> WHAT IS EXPECTED
For the data below, give again exactly the lines from the one containing "PR #1395, opened 2026-09-22" through the one containing "wallet is doing.", both ends included, and no others.

***** DATA RECORDS

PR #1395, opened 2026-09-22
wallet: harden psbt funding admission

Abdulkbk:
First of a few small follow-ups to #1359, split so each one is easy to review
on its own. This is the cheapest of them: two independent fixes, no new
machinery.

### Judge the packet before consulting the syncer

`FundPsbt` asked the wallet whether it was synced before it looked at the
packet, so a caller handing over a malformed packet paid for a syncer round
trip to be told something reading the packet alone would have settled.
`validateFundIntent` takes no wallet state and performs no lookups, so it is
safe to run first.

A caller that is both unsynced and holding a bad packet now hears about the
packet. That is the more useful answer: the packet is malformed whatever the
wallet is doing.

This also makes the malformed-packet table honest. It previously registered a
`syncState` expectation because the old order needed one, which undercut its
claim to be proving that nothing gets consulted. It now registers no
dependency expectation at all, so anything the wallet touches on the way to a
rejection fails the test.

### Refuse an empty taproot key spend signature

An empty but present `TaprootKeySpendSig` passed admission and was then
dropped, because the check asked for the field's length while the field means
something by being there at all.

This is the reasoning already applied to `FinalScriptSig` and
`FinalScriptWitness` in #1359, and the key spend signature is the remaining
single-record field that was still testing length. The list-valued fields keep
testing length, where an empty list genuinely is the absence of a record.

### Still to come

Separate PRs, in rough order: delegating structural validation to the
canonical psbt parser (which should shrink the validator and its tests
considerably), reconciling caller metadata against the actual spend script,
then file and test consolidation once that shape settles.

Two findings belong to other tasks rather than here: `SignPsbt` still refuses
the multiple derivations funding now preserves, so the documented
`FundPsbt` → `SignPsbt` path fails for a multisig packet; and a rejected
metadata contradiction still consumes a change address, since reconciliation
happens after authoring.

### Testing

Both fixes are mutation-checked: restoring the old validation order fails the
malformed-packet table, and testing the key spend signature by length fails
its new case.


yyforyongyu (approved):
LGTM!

**********
***** DATA RECORDS

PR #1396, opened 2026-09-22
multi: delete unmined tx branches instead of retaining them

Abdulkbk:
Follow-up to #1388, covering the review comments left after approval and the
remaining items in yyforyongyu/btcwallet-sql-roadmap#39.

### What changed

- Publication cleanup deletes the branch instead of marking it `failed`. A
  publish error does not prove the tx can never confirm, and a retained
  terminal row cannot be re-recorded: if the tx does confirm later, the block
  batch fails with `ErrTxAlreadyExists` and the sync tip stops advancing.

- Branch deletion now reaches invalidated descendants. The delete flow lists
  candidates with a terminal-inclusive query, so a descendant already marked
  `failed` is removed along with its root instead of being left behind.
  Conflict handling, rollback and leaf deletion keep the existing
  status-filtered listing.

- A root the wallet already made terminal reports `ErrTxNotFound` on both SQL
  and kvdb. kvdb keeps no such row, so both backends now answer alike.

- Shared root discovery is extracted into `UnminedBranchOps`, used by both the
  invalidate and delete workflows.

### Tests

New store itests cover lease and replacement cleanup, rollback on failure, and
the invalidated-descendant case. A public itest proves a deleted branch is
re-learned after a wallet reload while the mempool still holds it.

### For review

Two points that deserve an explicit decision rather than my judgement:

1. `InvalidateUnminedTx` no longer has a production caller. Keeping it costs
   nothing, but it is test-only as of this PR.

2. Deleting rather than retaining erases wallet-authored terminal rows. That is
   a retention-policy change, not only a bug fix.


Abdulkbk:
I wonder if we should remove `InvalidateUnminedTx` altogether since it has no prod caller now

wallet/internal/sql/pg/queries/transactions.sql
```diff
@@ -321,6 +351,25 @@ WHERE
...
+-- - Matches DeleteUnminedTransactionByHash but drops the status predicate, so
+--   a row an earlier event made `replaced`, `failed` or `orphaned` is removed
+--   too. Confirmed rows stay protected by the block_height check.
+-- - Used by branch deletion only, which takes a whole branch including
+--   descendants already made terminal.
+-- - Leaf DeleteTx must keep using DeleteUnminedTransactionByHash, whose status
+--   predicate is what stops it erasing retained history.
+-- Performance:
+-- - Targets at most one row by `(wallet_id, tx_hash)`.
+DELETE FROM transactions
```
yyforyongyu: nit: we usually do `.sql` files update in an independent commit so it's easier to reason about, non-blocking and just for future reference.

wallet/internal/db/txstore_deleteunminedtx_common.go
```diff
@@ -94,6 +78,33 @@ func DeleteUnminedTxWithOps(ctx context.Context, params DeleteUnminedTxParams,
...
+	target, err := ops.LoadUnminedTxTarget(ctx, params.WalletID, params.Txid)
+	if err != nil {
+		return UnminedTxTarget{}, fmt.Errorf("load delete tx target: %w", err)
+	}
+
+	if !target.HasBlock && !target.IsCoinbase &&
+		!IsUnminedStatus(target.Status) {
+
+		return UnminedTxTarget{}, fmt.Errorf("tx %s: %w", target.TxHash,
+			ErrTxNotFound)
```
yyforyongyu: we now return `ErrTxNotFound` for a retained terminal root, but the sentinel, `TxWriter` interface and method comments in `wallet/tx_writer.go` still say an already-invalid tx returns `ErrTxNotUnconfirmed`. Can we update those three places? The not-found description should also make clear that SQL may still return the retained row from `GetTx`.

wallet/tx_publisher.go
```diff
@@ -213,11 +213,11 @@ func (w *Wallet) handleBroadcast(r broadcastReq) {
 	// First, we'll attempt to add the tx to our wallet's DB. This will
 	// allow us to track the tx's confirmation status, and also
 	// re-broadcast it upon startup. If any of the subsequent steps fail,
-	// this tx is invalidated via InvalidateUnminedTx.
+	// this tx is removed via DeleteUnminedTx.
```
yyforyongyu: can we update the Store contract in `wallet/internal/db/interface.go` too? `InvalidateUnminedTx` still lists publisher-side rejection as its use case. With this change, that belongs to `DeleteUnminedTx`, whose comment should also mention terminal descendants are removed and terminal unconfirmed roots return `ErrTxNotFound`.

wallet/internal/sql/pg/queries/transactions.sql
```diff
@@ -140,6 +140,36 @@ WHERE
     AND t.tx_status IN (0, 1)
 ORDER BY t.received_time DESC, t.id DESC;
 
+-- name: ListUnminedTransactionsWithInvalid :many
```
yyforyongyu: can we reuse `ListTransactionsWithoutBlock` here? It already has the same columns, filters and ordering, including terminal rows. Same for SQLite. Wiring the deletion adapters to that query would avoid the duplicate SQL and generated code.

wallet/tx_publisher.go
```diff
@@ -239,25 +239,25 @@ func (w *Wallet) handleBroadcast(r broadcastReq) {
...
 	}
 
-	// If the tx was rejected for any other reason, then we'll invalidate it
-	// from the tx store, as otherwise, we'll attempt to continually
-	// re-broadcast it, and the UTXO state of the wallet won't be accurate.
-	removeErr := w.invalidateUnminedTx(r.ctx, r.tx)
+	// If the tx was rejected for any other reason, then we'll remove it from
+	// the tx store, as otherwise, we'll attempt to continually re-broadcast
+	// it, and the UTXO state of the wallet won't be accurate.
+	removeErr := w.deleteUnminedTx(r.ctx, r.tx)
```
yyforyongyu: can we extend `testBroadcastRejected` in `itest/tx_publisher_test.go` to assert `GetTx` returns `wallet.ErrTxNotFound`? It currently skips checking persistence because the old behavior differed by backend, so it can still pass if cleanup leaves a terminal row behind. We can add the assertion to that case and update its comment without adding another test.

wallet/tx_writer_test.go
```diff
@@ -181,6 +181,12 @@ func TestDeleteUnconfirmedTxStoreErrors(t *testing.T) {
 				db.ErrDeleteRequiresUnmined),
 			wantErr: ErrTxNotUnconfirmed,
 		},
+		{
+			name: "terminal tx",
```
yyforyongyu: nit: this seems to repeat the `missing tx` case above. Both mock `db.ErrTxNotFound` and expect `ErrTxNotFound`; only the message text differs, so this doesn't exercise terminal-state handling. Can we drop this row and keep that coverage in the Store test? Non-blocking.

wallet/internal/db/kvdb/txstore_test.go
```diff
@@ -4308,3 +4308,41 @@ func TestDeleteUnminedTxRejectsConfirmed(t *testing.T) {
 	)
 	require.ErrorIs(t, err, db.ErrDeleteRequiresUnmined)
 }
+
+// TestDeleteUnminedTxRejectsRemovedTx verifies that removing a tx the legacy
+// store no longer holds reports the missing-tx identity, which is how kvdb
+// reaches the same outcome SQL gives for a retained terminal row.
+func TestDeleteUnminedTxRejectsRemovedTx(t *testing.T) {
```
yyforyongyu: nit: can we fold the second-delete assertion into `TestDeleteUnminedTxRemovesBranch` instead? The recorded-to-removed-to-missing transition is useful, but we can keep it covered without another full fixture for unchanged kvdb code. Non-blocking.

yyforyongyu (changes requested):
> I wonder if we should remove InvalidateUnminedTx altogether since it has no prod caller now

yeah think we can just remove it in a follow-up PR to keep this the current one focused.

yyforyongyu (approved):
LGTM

**********

> EXERCISE RESPONSE
PR #1395, opened 2026-09-22
wallet: harden psbt funding admission

Abdulkbk:
First of a few small follow-ups to #1359, split so each one is easy to review
on its own. This is the cheapest of them: two independent fixes, no new
machinery.

### Judge the packet before consulting the syncer

`FundPsbt` asked the wallet whether it was synced before it looked at the
packet, so a caller handing over a malformed packet paid for a syncer round
trip to be told something reading the packet alone would have settled.
`validateFundIntent` takes no wallet state and performs no lookups, so it is
safe to run first.

A caller that is both unsynced and holding a bad packet now hears about the
packet. That is the more useful answer: the packet is malformed whatever the
wallet is doing.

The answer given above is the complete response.